DIRECTIONS FOR THIS TASK:
Where does the string "since" occur in the entries below? Copy every line where it does.

***** SOURCE INFORMATION *****

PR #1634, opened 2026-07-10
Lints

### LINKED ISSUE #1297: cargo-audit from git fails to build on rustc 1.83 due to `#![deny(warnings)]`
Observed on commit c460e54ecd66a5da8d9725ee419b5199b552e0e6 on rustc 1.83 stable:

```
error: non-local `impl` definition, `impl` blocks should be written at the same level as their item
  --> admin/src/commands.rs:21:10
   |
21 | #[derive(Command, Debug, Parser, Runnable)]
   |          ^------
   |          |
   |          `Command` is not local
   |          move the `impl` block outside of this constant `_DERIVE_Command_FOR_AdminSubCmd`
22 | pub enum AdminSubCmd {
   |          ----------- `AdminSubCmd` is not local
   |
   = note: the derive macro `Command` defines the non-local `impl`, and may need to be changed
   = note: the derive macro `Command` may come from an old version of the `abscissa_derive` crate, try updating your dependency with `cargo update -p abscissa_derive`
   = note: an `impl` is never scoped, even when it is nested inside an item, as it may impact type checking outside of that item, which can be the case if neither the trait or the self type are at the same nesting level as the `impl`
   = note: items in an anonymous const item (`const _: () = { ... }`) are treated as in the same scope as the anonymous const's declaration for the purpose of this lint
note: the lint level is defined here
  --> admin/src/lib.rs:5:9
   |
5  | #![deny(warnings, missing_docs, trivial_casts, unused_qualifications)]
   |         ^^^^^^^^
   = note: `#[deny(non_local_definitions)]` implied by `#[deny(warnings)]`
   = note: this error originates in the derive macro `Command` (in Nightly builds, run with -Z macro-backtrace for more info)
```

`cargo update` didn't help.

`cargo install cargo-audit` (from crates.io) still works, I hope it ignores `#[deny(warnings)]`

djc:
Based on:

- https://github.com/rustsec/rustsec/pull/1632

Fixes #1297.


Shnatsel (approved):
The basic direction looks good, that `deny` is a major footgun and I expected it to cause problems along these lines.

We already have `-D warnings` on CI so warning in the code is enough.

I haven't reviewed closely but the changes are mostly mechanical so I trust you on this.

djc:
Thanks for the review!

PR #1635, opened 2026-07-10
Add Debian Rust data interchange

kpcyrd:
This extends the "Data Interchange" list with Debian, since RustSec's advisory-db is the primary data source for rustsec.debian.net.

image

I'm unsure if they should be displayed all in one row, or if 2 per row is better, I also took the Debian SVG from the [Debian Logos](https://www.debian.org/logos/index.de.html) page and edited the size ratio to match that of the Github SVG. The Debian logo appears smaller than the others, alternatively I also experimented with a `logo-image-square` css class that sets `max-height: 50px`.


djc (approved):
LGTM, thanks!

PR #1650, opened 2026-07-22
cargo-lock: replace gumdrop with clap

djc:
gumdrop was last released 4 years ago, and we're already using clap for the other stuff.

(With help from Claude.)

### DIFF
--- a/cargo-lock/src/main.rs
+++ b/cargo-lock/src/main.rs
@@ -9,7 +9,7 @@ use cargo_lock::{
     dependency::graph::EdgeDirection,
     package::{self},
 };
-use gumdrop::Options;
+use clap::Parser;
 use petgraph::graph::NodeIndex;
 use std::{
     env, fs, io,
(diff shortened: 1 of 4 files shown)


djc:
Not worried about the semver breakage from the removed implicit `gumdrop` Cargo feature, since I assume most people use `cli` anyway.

*****

TASK OUTPUT:
This extends the "Data Interchange" list with Debian, since RustSec's advisory-db is the primary data source for rustsec.debian.net.
Not worried about the semver breakage from the removed implicit `gumdrop` Cargo feature, since I assume most people use `cli` anyway.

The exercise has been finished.